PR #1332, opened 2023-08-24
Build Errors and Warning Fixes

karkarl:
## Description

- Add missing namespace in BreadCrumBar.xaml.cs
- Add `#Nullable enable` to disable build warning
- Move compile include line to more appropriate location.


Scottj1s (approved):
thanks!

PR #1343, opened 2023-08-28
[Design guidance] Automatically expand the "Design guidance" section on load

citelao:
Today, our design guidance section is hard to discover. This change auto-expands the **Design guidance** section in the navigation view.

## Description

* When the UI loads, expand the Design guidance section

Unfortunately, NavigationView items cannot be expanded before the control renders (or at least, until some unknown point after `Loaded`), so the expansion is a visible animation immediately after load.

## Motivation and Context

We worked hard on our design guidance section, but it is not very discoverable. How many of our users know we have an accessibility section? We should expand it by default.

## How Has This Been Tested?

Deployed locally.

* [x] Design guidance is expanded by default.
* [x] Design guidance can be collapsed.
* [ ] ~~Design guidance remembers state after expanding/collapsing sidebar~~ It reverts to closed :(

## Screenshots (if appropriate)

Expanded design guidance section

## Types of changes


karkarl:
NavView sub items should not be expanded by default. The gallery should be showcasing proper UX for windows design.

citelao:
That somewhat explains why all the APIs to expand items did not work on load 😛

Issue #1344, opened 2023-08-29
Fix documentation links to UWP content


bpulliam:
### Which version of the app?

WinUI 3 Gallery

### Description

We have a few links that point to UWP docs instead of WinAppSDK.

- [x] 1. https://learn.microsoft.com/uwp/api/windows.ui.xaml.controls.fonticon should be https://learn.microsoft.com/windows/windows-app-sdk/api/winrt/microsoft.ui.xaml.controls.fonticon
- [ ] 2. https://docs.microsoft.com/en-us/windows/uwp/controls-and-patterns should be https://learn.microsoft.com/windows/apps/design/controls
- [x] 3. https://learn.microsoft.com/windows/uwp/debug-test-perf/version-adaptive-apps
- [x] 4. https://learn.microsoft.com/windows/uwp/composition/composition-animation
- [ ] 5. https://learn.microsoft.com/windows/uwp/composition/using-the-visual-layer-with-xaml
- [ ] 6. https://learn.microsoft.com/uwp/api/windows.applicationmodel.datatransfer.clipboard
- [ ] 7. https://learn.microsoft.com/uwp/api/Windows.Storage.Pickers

WHAT THE TASK ASKS
Restate every record above, exactly, in full.

REPLY
PR #1332, opened 2023-08-24
Build Errors and Warning Fixes

karkarl:
## Description

- Add missing namespace in BreadCrumBar.xaml.cs
- Add `#Nullable enable` to disable build warning
- Move compile include line to more appropriate location.


Scottj1s (approved):
thanks!

PR #1343, opened 2023-08-28
[Design guidance] Automatically expand the "Design guidance" section on load

citelao:
Today, our design guidance section is hard to discover. This change auto-expands the **Design guidance** section in the navigation view.

## Description

* When the UI loads, expand the Design guidance section

Unfortunately, NavigationView items cannot be expanded before the control renders (or at least, until some unknown point after `Loaded`), so the expansion is a visible animation immediately after load.

## Motivation and Context

We worked hard on our design guidance section, but it is not very discoverable. How many of our users know we have an accessibility section? We should expand it by default.

## How Has This Been Tested?

Deployed locally.

* [x] Design guidance is expanded by default.
* [x] Design guidance can be collapsed.
* [ ] ~~Design guidance remembers state after expanding/collapsing sidebar~~ It reverts to closed :(

## Screenshots (if appropriate)

Expanded design guidance section

## Types of changes


karkarl:
NavView sub items should not be expanded by default. The gallery should be showcasing proper UX for windows design.

citelao:
That somewhat explains why all the APIs to expand items did not work on load 😛

Issue #1344, opened 2023-08-29
Fix documentation links to UWP content


bpulliam:
### Which version of the app?

WinUI 3 Gallery

### Description

We have a few links that point to UWP docs instead of WinAppSDK.

- [x] 1. https://learn.microsoft.com/uwp/api/windows.ui.xaml.controls.fonticon should be https://learn.microsoft.com/windows/windows-app-sdk/api/winrt/microsoft.ui.xaml.controls.fonticon
- [ ] 2. https://docs.microsoft.com/en-us/windows/uwp/controls-and-patterns should be https://learn.microsoft.com/windows/apps/design/controls
- [x] 3. https://learn.microsoft.com/windows/uwp/debug-test-perf/version-adaptive-apps
- [x] 4. https://learn.microsoft.com/windows/uwp/composition/composition-animation
- [ ] 5. https://learn.microsoft.com/windows/uwp/composition/using-the-visual-layer-with-xaml
- [ ] 6. https://learn.microsoft.com/uwp/api/windows.applicationmodel.datatransfer.clipboard
- [ ] 7. https://learn.microsoft.com/uwp/api/Windows.Storage.Pickers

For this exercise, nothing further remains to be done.